> _ABOUT THIS EXERCISE_
The number needed is how many lines in these entries contain "since"; give it alone.

Stored data
PR #1236, opened 2017-09-05
Update drafts to new folder structure

typfel:
New folder structure is described here: https://github.com/wireapp/wire-ios-data-model/pull/358

NOTE: we don't attempt to migrate existing drafts since we haven't released
this feature in public yet.

depends on :
- [x]  https://github.com/wireapp/wire-ios-data-model/pull/358
- [x] https://github.com/wireapp/wire-ios-sync-engine/pull/517
- [x] https://github.com/wireapp/wire-ios-share-engine/pull/41


typfel:
Still need fix a thing in share engine. It creates a files in the `Caches` folder which will make the main app crash.

PR #1240, opened 2017-09-06
Fix: registration analytics events not fired correctly

vytis:
The original issue was that there were 2 identical events fired when registering with phone number, but after some refactoring the events were not fired at all.

Using new client registration notification to signal that registration is complete.

### DIFF
--- a/Wire-iOS/Sources/UserInterface/Registration/RegistrationEmailFlowViewController.m
+++ b/Wire-iOS/Sources/UserInterface/Registration/RegistrationEmailFlowViewController.m
@@ -206,7 +206,7 @@
 
 #pragma mark - ZMAuthenticationObserver
 
-- (void)authenticationDidSucceed
+- (void)clientRegistrationDidSucceed
 {
     [self.analyticsTracker tagRegistrationSucceded];
     [self presentProfilePictureStep];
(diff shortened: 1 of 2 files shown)


Wire-iOS/Sources/UserInterface/Registration/RegistrationEmailFlowViewController.m
```diff
@@ -206,7 +206,7 @@ - (void)emailVerificationDidSucceed
 
 #pragma mark - ZMAuthenticationObserver
 
-- (void)authenticationDidSucceed
+- (void)clientRegistrationDidSucceed
```
typfel: So this will be called much later in the registration process now but that doesn't affect the registration flow?

vytis: It doesn't seem that it affects the flow. The problem is when registering with phone `authenticationDidSucceed` is not called at all, so I unified both flows to use client registration notifications.

vytis: Will investigate the reason `authenticationDidSucceed` is not fired, maybe this PR is not needed at all

vytis:
Made the fix for the underlying reason in SE: https://github.com/wireapp/wire-ios-sync-engine/pull/519

PR #1354, opened 2017-10-13
iOS 11, "minor" fixes

nicorsm:
In this PR:

- Fixed the "Invite more people" different behaviour between iOS 10 and 11
- Fixed the navigation bar size on iOS 10 (ZIOS-9063)
- Fixed conversation names inside navigation bar on iOS 11 (ZIOS-9074)
- Fixed a bug where switching between dark and light themes wasn't updating the status bar style on conversations until restart.
- Removed dumb animation on the conversation view while lightly swiping to conversation list and coming back
- Removed the blank space occurring with 3 logged accounts on Self Profile
- Updated bottom insets on keyboard for iPhone X (camera, location share, canvas)
- Added safe area to group creation and group info view controllers, media asset confirmation and Photogallery, participants view controller
- Fixed a bug on iOS 11 that was displaying an inset (taller as the screen size) on the connection requests view controller.
- updated UI tests


mikeger:
In regards of the new images `testThatItRendersTheConversationDisplayNameCorrectly_{98, 26.5}@2x.png` and `testThatItUpdatesTheTitleViewAndRendersTheVerifiedShieldCorrectly_{117, 26.5}@2x.png` & others: the image size is in the file name, so if your control is changing the size then record mode is creating the new image. You would have to delete the old image manually, i.e. the one with the name `testThatItUpdatesTheTitleViewAndRendersTheVerifiedShieldCorrectly_{<OLD SIZE>}@2x.png` where <OLD SIZE> is the size this control had before.

nicorsm:
@mikeger I'll check that in the next commit. Thanks! :)

Wire-iOS/Sources/UserInterface/Components/UINavigationBarContainer.swift
```diff
@@ -0,0 +1,67 @@
...
+            navigationBar.left == view.left
+            navigationBar.right == view.right
+            navigationBar.bottom == view.bottom
+        }
+    }
+    
+    override func layoutSubviews() {
+        super.layoutSubviews()
+        guard let topMargin = topMargin, let navHeight = navHeight else { return }
+        let orientation = UIDevice.current.orientation
```
mikeger: I think that the device orientation is not good to check the interface orientation, since it includes 2 additional orientations (faceUp, faceDown) that are not convertible to the real UI orientation: https://developer.apple.com/documentation/uikit/uideviceorientation

mikeger: May be you can assign the UI orientation on this view from controller?

Wire-iOS/Sources/UserInterface/Collections/ConversationImagesViewController.swift
```diff
@@ -45,7 +45,7 @@ final class ConversationImagesViewController: UIViewController {
     
     let collection: AssetCollectionWrapper
     
-    fileprivate let navigationBar = UINavigationBar()
+    fileprivate var navBarContainer: UINavigationBarContainer?
```
johnxnguyen: it looks like you're expecting this to always to be non nil, maybe you could implicitly force unwrap it here so that you don't have to explicitly force unwrap it every time you use it?

PR #1357, opened 2017-10-16
 Re-added the app icon

mikeger:
- During the recent app store submit we received the complaint from Apple that we must include the AppStore icon (1024px) to the bundle.


vytis:
Large icons looks pretty horribly scaled up...

billypchan:
The current icon has a plain white background but the Wire-83,5@2x for iPad Pro has a gradient background. Should the new icon follow the iPad Pro style?

mikeger:
Ok, I better only add the new icon, they are not all the same so re-generating the icons seems to bring more issues.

> _PROBLEM SOLUTION_
2